Through bodily performance and transformation, she reflects on her own condition of being othered, while creating a resonance of lived experience with viewers that allows for sensory interaction between both sides. Chu Ling-Jung believes that the interweaving of thought and the overlapping of life experiences together shape her imagination and ideals of the art world.

chulingjung.myportfolio.com | @chu_lingjung

Ling-Jung Chu - Portrait

ARTIST STATEMENT

In Chu Ling-Jung’s artistic statement, her line of thought often emerges from an exploration and extension of core concerns, with writing serving as the foundation of her thinking. On this basis, her practice consistently revolves around how an artwork may further expand her own conceptual framework. For her, art is a way of extracting thought from language and transforming it into a concrete form that can be interpreted through the senses.

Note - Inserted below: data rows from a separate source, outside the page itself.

PR #3261, opened 2026-04-17
fix(my-tool): hide sensitive nested config fields in check output

### LINKED ISSUE #3259: My tool exposes nested secret values in check output
## Summary
`my(action="check", key="web_config.search")` can expose nested secret values such as `api_key` in plain text.

This contradicts the current `docs/MY_TOOL.md` contract, which says sensitive sub-fields like `api_key`, `password`, `secret`, and `token` are protected regardless of parent path.

## Reproduction
On current `main` (`39dd59f` at the time of verification), the following reproduces the leak:

```python
from pathlib import Path
from unittest.mock import MagicMock

from nanobot.agent.loop import AgentLoop
from nanobot.agent.tools.self import MyTool
from nanobot.config.schema import WebToolsConfig

loop = AgentLoop(
    bus=MagicMock(),
    provider=MagicMock(),
    workspace=Path('.'),
    model='dummy',
    web_config=WebToolsConfig.model_validate({
        'search': {'api_key': 'sk-test-secret', 'provider': 'tavily'}
    }),
)

tool = MyTool(loop, modify_allowed=False)
print(tool._inspect('web_config.search'))
```

Observed output:

```text
web_config.search: provider='tavily', api_key='sk-test-secret', base_url='', max_results=5, timeout=30
```

## Why this is a bug
`docs/MY_TOOL.md` explicitly says:
- sensitive sub-fields are blocked regardless of parent path, and
- `web_config.search.api_key` is the motivating example.

Today the path resolver blocks direct lookup of `web_config.search.api_key`, but the formatter still leaks the same value when the parent object is rendered.

## Root cause
`MyTool._format_value()` renders scalar fields for small Pydantic config objects without filtering sensitive field names.

## Expected behavior
Inspecting a nested config object should not emit raw secret values. Sensitive fields should be omitted or redacted.

## Additional context
There is already broader redaction work in #1249 and #1305, but neither branch touches `nanobot/agent/tools/self.py`, so this specific `my`-tool leak still reproduces on current `main`.

shaun0927:
## Summary
`MyTool` blocks direct access to sensitive nested paths, but its formatter still printed scalar fields for small config objects. That let:

```python
my(action="check", key="web_config.search")
```

expose `api_key` in plain text even though `docs/MY_TOOL.md` says sensitive sub-fields are protected.

Closes #3259.

## Root Cause
`MyTool._resolve_path()` correctly rejects direct access to sensitive path segments like `web_config.search.api_key`, but `_format_value()` rendered all scalar fields for small Pydantic config objects without filtering sensitive field names.

## Fix
Keep the change narrow and local to `MyTool`:
- add a small helper that recognizes sensitive nested field names
- skip those fields when formatting small config objects for `check(...)` output
- add regression coverage for the nested-config leak path
- switch Pydantic field discovery to `type(val).model_fields` while touching the formatter, avoiding the current deprecation warning path in the new test

This keeps normal read-only inspection behavior for non-sensitive fields unchanged.

## Test plan
```bash
PYTHONPATH=$PWD pytest -q tests/agent/tools/test_self_tool.py
```

Result locally: **105 passed**.

## Why this scope
Recent merged fixes in nanobot tend to land best when they are:
- narrowly scoped to one root cause
- explicit about root cause and reproduction
- paired with a regression test
- careful not to broaden behavior outside the affected path

This patch follows that pattern and does not try to redesign the broader redaction pipeline.

### DIFF
--- a/nanobot/agent/tools/self.py
+++ b/nanobot/agent/tools/self.py
@@ -67,6 +67,13 @@ class MyTool(Tool):
         "private_key", "access_token", "refresh_token", "auth",
     })
 
+    @classmethod
+    def _is_sensitive_field_name(cls, name: str) -> bool:
+        lowered = name.lower()
+        return lowered in cls._SENSITIVE_NAMES or any(
+            part in cls._SENSITIVE_NAMES for part in lowered.split("_")
+        )
+
     RESTRICTED: dict[str, dict[str, Any]] = {
         "max_iterations":        {"type": int, "min": 1,   "max": 100},
         "context_window_tokens": {"type": int, "min": 4096, "max": 1_000_000},
@@ -248,13 +255,16 @@ class MyTool(Tool):
             return f"{key}: {r}" if key else r
         # Complex object — small Pydantic models: show values; others: show field names for navigation
         cls_name = type(val).__name__
-        if hasattr(val, "model_fields"):
-            fields = list(val.model_fields.keys())
+        model_fields = getattr(type(val), "model_fields", None)
+        if model_fields:
+            fields = list(model_fields.keys())
             if len(fields) <= 8:
                 # Small config objects: show field=value pairs
                 pairs = []
                 for f in fields:
                     fv = getattr(val, f, "?")
+                    if MyTool._is_sensitive_field_name(f):
+                        continue
                     if isinstance(fv, (str, int, float, bool, type(None))):
                         pairs.append(f"{f}={fv!r}")
                     else:
--- a/tests/agent/tools/test_self_tool.py
+++ b/tests/agent/tools/test_self_tool.py
@@ -7,6 +7,7 @@ from pathlib import Path
 from unittest.mock import AsyncMock, MagicMock
 
 import pytest
+from pydantic import BaseModel
 
 from nanobot.agent.tools.self import MyTool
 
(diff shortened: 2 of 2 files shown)


Re-bin (approved):
Reproduced #3259 on `main` — both `web_config.search` and `providers.openai.api_key` leak via the small-Pydantic branch of `_format_value`. Root cause pinned precisely: `_resolve_path` gates dotted leaf access, but the formatter re-leaks by repr'ing every scalar field. Fix lives inside exactly that branch; big Pydantic and non-Pydantic paths already only show field names, so the scope is right.

`_is_sensitive_field_name` is sensible: full-name hit first (catches `api_key` / `access_token` / `refresh_token` as literals), `_`-split fallback catches `my_secret` / `auth_token`. The switch from `hasattr(val, "model_fields")` to `getattr(type(val), "model_fields", None)` is a nice in-flight cleanup of Pydantic 2's instance-level deprecation.

Test goes through real `tool.execute(action="check", key=...)` and triple-asserts: non-sensitive field present, secret value absent, sensitive field name absent — exact #3259 shape. CI 8/8, local `tests/agent/tools/test_self_tool.py` 105 passed, full suite 2022 passed.

The dict branch in `_format_value` can still leak when something like `extra_headers = {"Authorization": "Bearer ..."}` is rendered — explicitly out of scope here and worth a separate follow-up issue; this PR correctly stays narrow.

LGTM, merge.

She takes her own writing as the conceptual point of departure for her works, integrating her practice through the logic of design methodology while also bringing theatrical thinking into performance art. She presents her works through the dramatic concept of “chapters,” using it as a way to dramatise predetermined events within her own life. By structuring each segment of the performance in chapters and linking them together, she creates a performative work with a strong sense of theatricality.

Throughout this process, she builds up the narrative through transformations in bodily appearance and adjustments in performative form, further extending the work’s dramaturgy through the articulation of action itself. Through the use of different objects and tools, she causes the body to undergo various transformations, thereby engaging with and asserting control over the essential physiological phenomena of the female body as well as its resistance.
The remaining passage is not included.